RNA-based regulation of transposon expression.

Abstract

Throughout the domains of life, transposon activity represents a serious threat to genome integrity and evolution has realized different molecular mechanisms that aim to inhibit the transposition of mobile DNA. Small noncoding RNAs that function as guides for Argonaute effector proteins represent a key feature of so-called RNA interference (RNAi) pathways and specialized RNAi pathways exist to repress transposon activity on the transcriptional and posttranscriptional level. Transposon transcription can be diminished by targeted DNA methylation or chromatin remodeling via repressive Histone modifications. Posttranscriptional transposon silencing bases on degradation of transposon transcripts to prevent either reverse transcription followed by genomic reintegration or translation into proteins that mediate the transposition process.
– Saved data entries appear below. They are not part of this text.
PR #100, opened 2016-01-26
you may want to wordsmith this a bit...

mrose17:
…or not, as the case may be!  @garvankeeley - enjoy!


mrose17:
actually, the `click "Choose"` part is, sadly, correct. even though i have a single developer identity with my appleID, it still asks me to pick 1 of the 1 choices. go figure...

PR #122, opened 2016-02-08
use new oip endpoint

bridiver:


garvankeeley:
Thanks, I'll try it out now to make sure I see replacements on time.com

Issue #296, opened 2016-07-25
modify styling and dimensions of tabs in tabs bar


bradleyrichter:
Changes:

1. Increase tab height by roughly 4 pixels to match height of URL bar

2. reduce height of separator bar between tabs to match the appearance in the screen shot below (DD Addition - line should not be there to the left of the selected tab)

3. remove close buttons from non-selected tabs

![image](https://cloud.githubusercontent.com/assets/13509546/17111959/b6b011d6-5258-11e6-82cf-df374af2aa00.png)

garvankeeley:
First test of our QA Please label, and assigning to Alex. This will keep Alex informed of front-end changes, some changes might need additional hands-on testing (such as multi-device testing), but primarily this will keep him in-the-loop as the UI changes.

PR #314, opened 2016-08-02
Issue 296 followup

garvankeeley:
Follow commit for issue #296. 
My previous sloppy code made setting the tabs bar height a mess. The previous commit resized the tabs, but not the containing top toolbar.


brave/src/frontend/tabsbar/TabWidget.swift
```diff
@@ -123,7 +124,7 @@ class TabWidget : UIView {
             make.top.bottom.equalTo(self)
             make.left.lessThanOrEqualTo(close.snp_right)
             make.width.lessThanOrEqualTo(title.frame.width)
-            make.right.greaterThanOrEqualTo(self).inset(4)
+            make.right.greaterThanOrEqualTo(self).inset(labelInsetFromRight)
```
garvankeeley: @diegodoval It is possible to drag and drop the tabs, this function is part of the break/restore layout during this process. (The nsconstraint layout system does not like really aggressive collapsing and expanding of container views. Another place in the code that nsconstrants are a PITA, maybe would have been easier not to use them in retrospect.)

garvankeeley:
bar now looks like this:
screenshot 2016-08-01 21 08 31

PR #315, opened 2016-08-02
issue #307 iOS 8 screenshot crash: add extra guards on screenshot code (might stop crash?)

### LINKED ISSUE #307: fix screenshot code crash (iOS 8 only)
Crash is at drawViewHierarchyInRect within the function that draws the screenshot into a UIImage context.
	
UIViewExtensions.swift line 17
UIView.screenshot(CGFloat, offset : CGPoint?, quality : CGFloat) -> UIImage?
called from: ScreenshotHelper.swift line 41
                     ScreenshotHelper.(takeScreenshot(Browser) -> ()).(closure #1)

Screenshots are used mainly by the tab functionality to have a preview of the page available. See uses of ScreenshotHelper.takeScreenshot.

garvankeeley:
Issue #307. Not crashing in simulator, but drawViewHierarchyInRect has preconditions that size should be at least 1x1 and have a superview (according to others on StackOverflow who had similar crashes on older iOS versions)

### DIFF
--- a/Utils/Extensions/UIViewExtensions.swift
+++ b/Utils/Extensions/UIViewExtensions.swift
@@ -12,6 +12,10 @@ extension UIView {
     func screenshot(size: CGSize, offset: CGPoint? = nil, quality: CGFloat = 1) -> UIImage? {
         assert(0...1 ~= quality)
 
+        if size.width < 1 || size.height < 1 || superview == nil {
+            return nil
+        }
+
         let offset = offset ?? CGPointMake(0, 0)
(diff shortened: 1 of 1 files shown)


garvankeeley:
@diegodoval r?

I can see this code needing to be extra defensive, the calling code is a hack. Getting the screenshot of non-visible tabs requires temporarily adding the UIWebViews to the view hierarchy, let the event loop run so the view is properly added (I tried with no delay, no screenshot), then screenshot it, then remove it. 

Likely if I did a particular sequence in the UI I could get this to crash.

garvankeeley:
Landing, as it is no longer labeled as a fix, just some extra guard conditions. Original bug is still open and needs more research.

PR #316, opened 2016-08-02
Remove WKNavigationDelegate, which required fake WK* webkit objects.

garvankeeley:
This was originally done as a hack to quickly connect UIWebView code to use Firefox iOS interfaces without WKWebView. To conform to the interfaces in Fx iOS code, certain WKWebView API objects are needed, so I had faked them.

For one there is a minor memory leak reported with constructing parentless WKNavigation objects (actually, one is NEVER supposed to do this, but I did it anyway because of a time crunch).
Also, the code is difficult to follow with the fake objects being passed around (not to mention how confusing these fake objects are when reading the code).

### DIFF
--- a/Client/Frontend/Browser/BrowserViewController/BrowserViewController+WKNavigationDelegate.swift
+++ b/Client/Frontend/Browser/BrowserViewController/BrowserViewController+WKNavigationDelegate.swift
@@ -3,8 +3,9 @@
 import Shared
 private let log = Logger.browserLogger
 
-extension BrowserViewController: WKNavigationDelegate {
-    func webView(webView: WKWebView, didStartProvisionalNavigation _: WKNavigation!) {
+extension BrowserViewController: WKCompatNavigationDelegate {
+
+    func webViewDidStartProvisionalNavigation(webView: UIWebView, url: NSURL?) {
         #if !BRAVE
             if tabManager.selectedTab?.webView !== webView {
                 return
@@ -18,7 +19,7 @@ extension BrowserViewController: WKNavigationDelegate {
         // If we are going to navigate to a new page, hide the reader mode button. Unless we
         // are going to a about:reader page. Then we keep it on screen: it will change status
         // (orange color) as soon as the page has loaded.
-        if let url = webView.URL {
+        if let url = tabManager.tabForWebView(webView)?.url {
             if !ReaderModeUtils.isReaderModeURL(url) {
                 urlBar.updateReaderModeState(ReaderModeState.Unavailable)
                 hideReaderModeBar(animated: false)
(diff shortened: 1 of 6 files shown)


Client/Frontend/Browser/BrowserViewController/BrowserViewController+WKNavigationDelegate.swift
```diff
@@ -141,56 +135,17 @@ extension BrowserViewController: WKNavigationDelegate {
         // every time. There is no way around this prompt. (TODO Confirm this is true by adding them to the Info.plist)
 
         UIApplication.sharedApplication().openURL(url)
-        decisionHandler(WKNavigationActionPolicy.Cancel)
+        shouldLoad = false
     }
 
-    //    func webView(webView: WKWebView, didReceiveAuthenticationChallenge challenge: NSURLAuthenticationChallenge, completionHandler: (NSURLSessionAuthChallengeDisposition, NSURLCredential?) -> Void) {
```
garvankeeley: This for WKWebView basic auth, I was hoping to find some use for this for UIWebView auth but they are unrelated.

Client/Frontend/Browser/BrowserViewController/BrowserViewController+WKUIDelegate.swift
```diff
@@ -125,16 +125,4 @@ extension BrowserViewController: WKUIDelegate {
 
         return false
     }
-
-    func webView(webView: WKWebView, decidePolicyForNavigationResponse navigationResponse: WKNavigationResponse, decisionHandler: (WKNavigationResponsePolicy) -> Void) {
```
garvankeeley: I never hooked up this interface, there is no equivalent notification in UIWebView

Client/Frontend/Browser/TabManager.swift
```diff
@@ -822,11 +822,11 @@ extension TabManager : WKNavigationDelegate {
     /// Called when the WKWebView's content process has gone away. If this happens for the currently selected tab
     /// then we immediately reload it.
 
-    func webViewWebContentProcessDidTerminate(webView: WKWebView) {
-        if let browser = selectedTab where browser.webView == webView {
-            webView.reload()
-        }
-    }
+//    func webViewWebContentProcessDidTerminate(webView: WKWebView) {
```
garvankeeley: hmm, should just remove, not comment out

Client/Frontend/Browser/TabManager.swift
```diff
@@ -843,92 +843,97 @@ extension TabManager {
...
-            delegate.webView?(webView, didCommitNavigation: navigation)
-        }
+    func insert(delegate: WKCompatNavigationDelegate) {
+        navDelegates.append(Weak_WKCompatNavigationDelegate(value: delegate))
     }
 
-    func webView(webView: WKWebView, didFailNavigation navigation: WKNavigation!, withError error: NSError) {
-        for delegate in delegates {
-            delegate.webView?(webView, didFailNavigation: navigation, withError: error)
+//    func webView(webView: WKWebView, didCommitNavigation navigation: WKNavigation!) {
```
garvankeeley: Ugh, I see I just commented out a bunch of functions. I was leaving them because at some point we will be back on WKWebView. Should I just delete these?

Client/Frontend/Reader/ReadabilityService.swift
```diff
@@ -41,7 +41,7 @@ class ReadabilityOperation: NSOperation, WKNavigationDelegate, ReadabilityBrowse
             let configuration = WKWebViewConfiguration()
             self.browser = Browser(configuration: configuration)
             self.browser.createWebview()
-            self.browser.navigationDelegate = self
+           /// self.browser.navigationDelegate = self
```
garvankeeley: I'll add a note to this before landing. I commented this out until we do reader mode, then this goes back on, and reader mode will be rewritten to support the new navigationDelegate class I created in this PR

garvankeeley:
@diegodoval r?

PR #317, opened 2016-08-02
Moving a db call off main thread

garvankeeley:
I am trying to catch any places th DB is called sync

We have a debug-only assertion to help catch these, this is the last one i can find.


Client/Frontend/Browser/LoginsHelper.swift
```diff
@@ -169,7 +169,9 @@ class LoginsHelper: BrowserHelper {
                 SnackButton(title: Strings.LoginsHelperSaveLoginButtonTitle, accessibilityIdentifier: "SaveLoginPrompt.saveLoginButton", callback: { (bar: SnackBar) -> Void in
                     self.browser?.removeSnackbar(bar)
                     self.snackBar = nil
-                    self.profile.logins.addLogin(login)
+                    succeed().upon { _ in // move off main thread
```
garvankeeley: All DB calls are on the queue created by the deferred classes, so an empty deferred is a handy way to move off to that thread. This is a Firefox iOS code convention, but it *is* odd-looking

PR #328, opened 2016-08-05
adding a default issue template

alexwykoff:
Added a default issue template to organize and speed up bug reports. It follows the style of the laptop issue reports.


garvankeeley:
lgtm!

PR #332, opened 2016-08-05
fix #329 isTopFrameRequest was incorrectly including the scheme

### LINKED ISSUE #329: Open in Background does not respect shield settings
Yes

**Describe the issue you encountered:**
While testing the HTTPS Everywhere functionality, I visited http://www.apple.com/ by opening the context menu and selecting "Open in Background". When visiting the site, I noticed the protocol remained http instead of the default of HTTPS Everywhere being enabled.

**Expected behavior:**
The browser should use whatever shield settings are enabled.

iPhone5

- Brave Version:
1.2.12 beta 1
- Steps to reproduce:
    1. Open a page which has a link to http://www.apple.com .
    2. Use the context menu to open the link in the background.
    3. Wait 30 seconds then switch to the newly created tab, check the protocol used.

- Screenshot if needed:

- Any related issues:

garvankeeley:
… in the comparison of requested url and main document url

### DIFF
--- a/brave/src/webview/BraveWebView.swift
+++ b/brave/src/webview/BraveWebView.swift
@@ -510,7 +510,8 @@ class BraveWebView: UIWebView {
     }
 
     class func isTopFrameRequest(request:NSURLRequest) -> Bool {
-        return request.URL == request.mainDocumentURL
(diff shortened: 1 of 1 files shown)


garvankeeley:
@diego r?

In plants, Argonaute-like proteins guided by short interfering RNAs (siRNAs) are essential for transposon repression on the epigenetic and posttranscriptional level. In the germline of animals, these tasks are often assumed by a second subclass of Argonaute proteins referred to as Piwi-like proteins, which bind a distinct class of small noncoding RNAs named piwi-interacting RNAs (piRNAs). Though the principals of RNAi pathways are essentially the same in all eukaryotic organisms, remarkable differences can be observed even in closely related species reflecting the astonishing plasticity and diversity of these pathways.